Dafür spricht: Dass Merkel gewählt ist und gegen ihren Willen nur durch ein konstruktives Misstrauensvotum, also bei gleichzeitiger Wahl einer anderen Person mit Kanzlermehrheit, abgelöst werden kann. Dafür spricht auch, dass sie einen verabschiedeten Haushalt bis Ende 2020 hat und in seinem Rahmen auch 2021 Ausgaben tätigen könnte. Dafür spricht, dass sich CDU und CSU mehr profilieren und von Fall zu Fall im Tauschgeschäft Mehrheiten für Einzelgesetze suchen könnten und dass Merkel ihre Kanzlerschaft mit der EU-Ratspräsidentschaft abschließen könnte.

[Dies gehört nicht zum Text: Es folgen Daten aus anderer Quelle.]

PR #100, opened 2021-09-01
Alternative scalebar

simonwiles:
I'm going to open this as a draft PR now.  It has some basic ruler-like styling (the `.us` class is there as a place-holder as this will need to be tweaked for a metric style).  At the moment it fades in where the "Downloading roll images..." fades out, which doesn't seem awful but I'm not wedded to it either.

Dagegen spricht: Dass es Minderheitsregierungen im Bund über wenige Tage hinaus (nach dem Auszug der FDP aus der sozialliberalen Koalition 1982) noch nie gegeben hat und diese als zu wacklig gelten. Dagegen spricht auch, dass Merkel, CDU-Chefin Kramp-Karrenbauer und CSU-Chef Söder längere Zitterpartien dieser Art vermeiden möchten.

Wahrscheinlichkeit: Weniger wahrscheinlich.

Groko-Fortsetzung

Dazu müssten sich Union und SPD neu zusammenraufen.

Dafür spricht: Dass auch die Union mehrfach Bedarf für zusätzliche Projekte angemeldet hat, wie jüngst Kramp-Karrenbauer mit der Dienstpflicht. So könnten sie sich zu ergänzenden Verabredungen treffen. Die SPD ist derzeit nicht wirklich kampagnenfähig und nach einem schweren Wahlkampf müsste sie einen weiteren Absturz befürchten. Eine zwischen AfD und Linken in der Opposition steckende SPD hätte auch kaum Chancen zur wahrnehmbaren Profilierung.

Dagegen spricht: Dass die Union klargemacht hat, dass der Koalitionsvertrag unverändert gilt, unabhängig davon, wer Vorsitzender ist. Ohnehin will die SPD in Teilen aus der Koalition raus. Neue Bedingungen sollen nur weitere Belege liefern, warum es mit der Union nicht geht.

Wahrscheinlichkeit: Eher wahrscheinlich.